Convém notar que a consciência planetária é mais do que ecológica, pois tematiza a utopia viável de superação da exploração econômica, social, étnica e política, em favor de sociedades interconectadas com equidade, que cultivem o respeito, a tolerância, a diversidade e a cooperação.
A visão planetária, embora assumida por cada pessoa, pode ser classificada como um tipo de consciência coletiva, na acepção de Durkheim. Do ponto de vista da sociologia, o termo “consciência” compreende: quem somos (autoconhecimento), o que é o mundo (conhecimento experiencial da realidade) e o que deve ser mudado nele (critérios éticos para a ação transformadora). Neste sentido, “consciência planetária” designa o conjunto de ideias e valores que fundamentam e motivam um amplo movimento social em defesa da vida na Terra.
A visão planetária é uma forma de “consciência crítica”, tal como é compreendida por João Batista Libanio: autocompreensão do ser humano, nas suas relações intersubjetivas, comunitárias e estruturais. Libanio identifica três etapas de evolução da consciência na humanidade: o momento do objeto, o do sujeito e o social . Posteriormente, ele acrescenta o momento da consciência ecológica. Assim, articula o pensar dialético com o quântico.

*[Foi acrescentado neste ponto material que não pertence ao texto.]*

Issue #2692, opened 2020-04-13
[BUG] Having to manually _active_run_stack to bypass exceptions when using jupyter


ahmed-shariff:
### System information
- **Have I written custom code (as opposed to using a stock example script provided in MLflow)**: yes
- **OS Platform and Distribution (e.g., Linux Ubuntu 16.04)**: Arch linux
- **MLflow installed from (source or binary)**: pip
- **Environment**: jupyter
- **MLflow version (run ``mlflow --version``)**: 1.7.2
- **Python version**: 3.8

### Describe the problem
I was playing around with using mlflow on jupyter and was using the `MLflowClient` to check the results. At one point I had manually deleted the mlruns folder. After that, wheen try to start a run again I kept getting the 
```
Run with UUID {} is already active. To start a new run, first end the current run with mlflow.end_run(). To start a nested run, call start_run with nested=True
```
When I try to call `end_run`, it kept throwing `MLflowException` since the directory doesn't exist.
I had to manually set the `_active_run_stack`:
```
mlflow.tracking.fluent._active_run_stack = []
```

A potential solution:
wrap the line https://github.com/mlflow/mlflow/blob/63f1333c0436f897bcbb2de0ad65e21390f9434d/mlflow/tracking/fluent.py#L164 in a try catch?

juntai-zheng:
Thanks for identifying the bug and putting in the fix! Closing the issue as it's resolved now.

PR #2693, opened 2020-04-13
Fix for exception when run file has been deleted

ahmed-shariff:
Fix for #2692

surrounding https://github.com/mlflow/mlflow/blob/63f1333c0436f897bcbb2de0ad65e21390f9434d/mlflow/tracking/fluent.py#L164 with a try catch block

## How is this patch tested?
Manually tested on a jupyter notebook

- [ ] UI
- [ ] CLI
- [ ] API
- [ ] REST-API
- [ ] Examples
- [ ] Docs
- [X] Tracking
- [ ] Projects
- [ ] Artifacts
- [ ] Models
- [ ] Scoring
- [ ] Serving
- [ ] R
- [ ] Java
- [X] Python

### DIFF
--- a/mlflow/tracking/fluent.py
+++ b/mlflow/tracking/fluent.py
@@ -161,10 +161,10 @@ def end_run(status=RunStatus.to_string(RunStatus.FINISHED)):
     """End an active MLflow run (if there is one)."""
     global _active_run_stack
     if len(_active_run_stack) > 0:
-        MlflowClient().set_terminated(_active_run_stack[-1].info.run_id, status)
         # Clear out the global existing run environment variable as well.
         env.unset_variable(_RUN_ID_ENV_VAR)
-        _active_run_stack.pop()
+        run = _active_run_stack.pop()
+        MlflowClient().set_terminated(run.info.run_id, status)
 
 
 atexit.register(end_run)


mlflow/tracking/fluent.py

Intenta ajudar as pessoas a pensarem, compreendendo os complexos mecanismos que envolvem a vida intelectual. Segundo ele, como atitude fundamental, o senso crítico é um esforço para superar as primeiras impressões, o óbvio, o imediato, o visivelmente aparente, indo às raízes da realidade.
A dimensão crítica da consciência planetária se liga àquilo que Goleman chamou de “inteligência ecológica”, ao desenvolvimento de sensibilidade abrangente que permite perceber as interconexões entre as ações humanas e seus impactos ocultos no planeta, na saúde dos indivíduos e da coletividade e nos sistemas sociais. Segundo ele, trata-se de uma habilidade que se conquista coletivamente, implicando a conscientização acerca das consequências profundas do que fazemos e do que compramos, a determinação de mudar para melhor e a disseminação dos conhecimentos adquiridos,
No dizer do filósofo José Carlos Aguiar de Souza: “A consciência planetária significa um estar atento aos destinos do planeta que é a nossa casa comum (..), consciente dos problemas que o afetam”. Num só movimento, a consciência plenamente atenta se encontra presente tanto a si mesma quanto à alteridade dos seres bióticos e abióticos, que constituem a ecosfera.
Portanto, o termo “consciência”, aplicado à visão planetária, significa simultaneamente: processo de compreensão, postura crítica, opção ética, além de modelo de interpretação ou paradigma emergente.